We are working on a manuscript that will provide a more exhaustive comparison with BCF and other file formats, but I can give you a sneak peak with 1000 genomes data. While SAV does well at compressing 1000g, the improvements compared to BCF are much greater when you scale to hundreds of thousands of samples.

curl ftp://ftp.1000genomes.ebi.ac.uk/vol1/ftp/release/20130502/ALL.chr20.phase3_shapeit2_mvncall_integrated_v5b.20130502.genotypes.vcf.gz > chr20.vcf.gz
bcftools view chr20.vcf.gz -Ob > chr20.bcf
sav import chr20.vcf.gz --phasing full > chr20.sav
sav import chr20.vcf.gz --phasing full --pbwt-fields GT --sparse-threshold 0.01 > chr20.pbwt.sav
sav import chr20.vcf.gz --phasing full --pbwt-fields GT --sparse-threshold 0.01 -19 > chr20.pbwt.c19.sav
Format File Size (proportion to BCF)
vcf 312M (1.20)
bcf 260M (1.00)
sav 102M (0.39)
sav.pbwt 69M (0.27)
sav.pbwt.c19 56M (0.22)
lbergelson commented 3 years ago

@jonathonl Thank you! That's very helpful.

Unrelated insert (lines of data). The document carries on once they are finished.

PR #69, opened 2019-04-30
UX-464 🦄🐴 removing testingHelpers as package

nahumzs:
### 🛠 Purpose
removing testingHelpers as a package
---

### ✏️ Notes to Reviewer

---

### 🖥 Screenshots

---


nahumzs:
I don't see where testingHelper was required as a dependency I think was working because yarn bootstrap was creating the package.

  1. I tried on a few misc vcfs I had laying around but the widest one was a 1000G sample. Sav just didn't seem to make any difference compared to BCF with what I tested. I figured you must have some good examples lying around so I just asked instead of doing much experimentation. The 1000G file I used included these fields. GT:AD:DP:GQ:PL.

  2. I guess I'm confused about how PBWT works. I thought it could only be applied to fields with a haplotype like structure. Do you sort based on GT and then see some compression improvements from sorting other fields in the same order as the GT?

  3. By GVCF I mean both single sample files with depth and additional fields like likelihoods and depths. I also mean largescale combined gvcfs which include that information for many samples. It's unclear to me how much sav benefits that use case.